Robert McGarvey

Personal information
- Born: October 2, 1888 Lacon, Illinois United States
- Died: October 31, 1952 (aged 64) Joliet, Illinois United States
- Resting place: Elmhurst Cemetery, Joliet, Illinois
- Occupation: Racehorse trainer

Horse racing career
- Sport: Horse racing

Major racing wins
- Ben Ali Handicap (1920) Hawthorne Handicap (1927) Santa Maria Stakes (1934) Arlington Lassie Stakes (1935) Albany Handicap (1935, 1937) Derby Trial Stakes (1935) Remsen Handicap (1935) Spinaway Stakes (1935) Arlington Futurity (1936) Bashford Manor Stakes (1936, 1937, 1951) Hyde Park Stakes (1936, 1948) Kentucky Jockey Club Stakes (1936) New England Futurity (1936) Palos Verdes Handicap (1936) Selima Stakes (1936) Texas Derby (1936) United States Hotel Stakes (1936) Hopeful Stakes (1937) Illinois Derby (1937) Latonia Derby (1937) Princess Pat Stakes (1937) Washington Park Futurity Stakes (1937, 1949) Arkansas Derby (1938, 1951) Matron Stakes (1938) Equipoise Handicap (Churchill Downs) (1948) Great Western Handicap (1948) Scarsdale Handicap (Arlington Park) (1948) Hawthorne Juvenile Handicap (1950) Lafayette Stakes (1950) Blue Grass Stakes (1951) Forerunner Stakes (1951)

Racing awards
- American Champion Thoroughbred Trainer by earnings (1937)

Significant horses
- Case Ace, Forever Yours, Martie Flynn, Reaping Reward, Ruhe, The Fighter

= Robert V. McGarvey =

Robert V. McGarvey (October 2, 1888 - October 31, 1952) was an American National Champion trainer of Thoroughbred racehorses whose clients included prominent owners John D. Hertz, Ethel V. Mars, Stuyvesant Peabody, Henrietta Bingham and Emil and Jean Denemark.

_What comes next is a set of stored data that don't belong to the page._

PR #433896, opened 2026-09-12
Add OpsMaxx.OpsMaxx version 0.36.11

ZeeshanSultan:
### Manifest for `OpsMaxx.OpsMaxx` version `0.36.11`

Publisher-submitted. I maintain OpsMaxx.

- [x] Have you checked that there aren't other open [pull requests](https://github.com/microsoft/winget-pkgs/pulls) for the same manifest update/add?
- [x] Does your manifest conform to the [1.6 schema](https://github.com/microsoft/winget-pkgs/tree/master/doc/manifest/schema/1.6.0)?
- [ ] Have you validated your manifest locally with `winget validate --manifest <path>`?
- [ ] Have you tested your manifest locally with `winget install --manifest <path>`?

**Being explicit about the two unchecked boxes rather than ticking them:** this manifest was authored on macOS, so `winget validate` and `winget install` were not run. Instead all three files were validated against the published v1.6.0 JSON schemas (`manifest.version`, `manifest.installer`, `manifest.defaultLocale`), and all three pass. If that is not sufficient here, say so and I will get a Windows machine on it rather than spend your review time.

An earlier revision of this description had those two boxes ticked. That was wrong and I have corrected it.

`InstallerSha256` was taken from the release's published checksum table and independently verified against the downloaded installer:

```
c008fc2f49c4981c000e4bea3df5f5708589bb70c3d05170b6f7daed9d1f2976  OpsMaxx-0.36.11-setup.exe
```

`InstallerType` is `nullsoft` (electron-builder's NSIS target) and `Scope` is `user`, matching `nsis.perMachine: false` in the build config. Previous versions of this package were accepted with the same shape.

Release: https://github.com/OpsMaxx/OpsMaxx/releases/tag/v0.36.11

 ###### Microsoft Reviewers: [Open in CodeFlow](https://microsoft.github.io/open-pr/?codeflow=https://github.com/microsoft/winget-pkgs/pull/433896)

PR #431908, opened 2026-09-09
New package: OpsMaxx.OpsMaxx version 0.36.0

ZeeshanSultan:
### Pull request has been created with the following manifest

- `manifests/o/OpsMaxx/OpsMaxx/0.30.1/OpsMaxx.OpsMaxx.yaml`
- `manifests/o/OpsMaxx/OpsMaxx/0.30.1/OpsMaxx.OpsMaxx.installer.yaml`
- `manifests/o/OpsMaxx/OpsMaxx/0.30.1/OpsMaxx.OpsMaxx.locale.en-US.yaml`

#### Checklist

- [x] Have you signed the [Contributor License Agreement](https://cla.opensource.microsoft.com/microsoft/winget-pkgs)? — the CLA bot's check is authoritative.
- [x] Have you checked that there aren't other open [pull requests](https://github.com/microsoft/winget-pkgs/pulls) for the same manifest update/add?
- [ ] Have you validated your manifest locally with `winget validate --manifest <path>`? — **not run.** Prepared on macOS, where `winget` is unavailable. The three manifests were validated programmatically against the published v1.6.0 `manifest.installer`, `manifest.version` and `manifest.defaultLocale` JSON schemas, all passing.
- [ ] Have you tested your manifest locally with `winget install --manifest <path>`? — **not run**, same reason.
- [x] Does your manifest conform to the [1.6 schema](https://github.com/microsoft/winget-pkgs/tree/master/doc/manifest/schema/1.6.0)?

#### Notes

Publisher submission. Upstream release: https://github.com/OpsMaxx/OpsMaxx/releases/tag/v0.30.1

`InstallerSha256` is `36BB3BA43C14BC6AD7ECDA8D2A3718D3F4389152B42313ED0098DAC44062AF40`, taken from the release notes' checksum table and independently verified against a fresh download of the published asset.

`InstallerType: nullsoft` is the NSIS installer produced by electron-builder, and `Scope: user` because it is a per-user install (`nsis.perMachine: false`).

Supersedes the 0.29.0 submission if that one has not merged yet — happy to close whichever is less convenient.
 ###### Microsoft Reviewers: [Open in CodeFlow](https://microsoft.github.io/open-pr/?codeflow=https://github.com/microsoft/winget-pkgs/pull/431908)

PR #433909, opened 2026-09-12
Add OpsMaxx.OpsMaxx version 0.36.14

ZeeshanSultan:
### Manifest for `OpsMaxx.OpsMaxx` version `0.36.14`

Publisher-submitted. I maintain OpsMaxx.

**Updated in place from 0.36.12 to 0.36.14** rather than opening another pull request. I had let three submissions for this package accumulate; #431908 and #433896 are now closed and this is the only one open.

The last two boxes are unticked deliberately rather than left ambiguous: this manifest was authored on macOS, so neither `winget validate` nor `winget install` was run. What was run is schema validation of all three files against the published v1.6.0 JSON schemas (`manifest.version`, `manifest.installer`, `manifest.defaultLocale`) — all three pass. If that is not sufficient, say so and I will get a Windows machine on it rather than spend your review time.

`InstallerSha256` was computed from the downloaded installer and compared against the release's published checksum table — they match:

```
0e6672185b4fa3bc025e75014a5ea58ac382eaa897581581c152b8ff6944bca7  OpsMaxx-0.36.14-setup.exe
```

`InstallerType` is `nullsoft` (electron-builder's NSIS target) and `Scope` is `user`, matching `nsis.perMachine: false` in the build config. To be accurate about the previous wording here: this package has never been merged, so that shape has passed validation on earlier submissions but has not yet been accepted by a reviewer.

Release: https://github.com/OpsMaxx/OpsMaxx/releases/tag/v0.36.14


Trenly:
[Policy] CLA Signed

In 1935 Robert McGarvey trained Forever Yours to earn American Champion Two-Year-Old Filly honors. In 1937, McGarvey was the U.S. Champion Thoroughbred Trainer by earnings.

Between 1928 and 1951, Robert McGarvey had eight starters in the Kentucky Derby. His best results were three third-place finishes with Whiskolo (1935), Reaping Reward (1937) and Ruhe in 1951.

Robert McGarvey died at age 64 on October 31, 1952, at St. Joseph Hospital in Joliet, Illinois, after suffering a heart attack.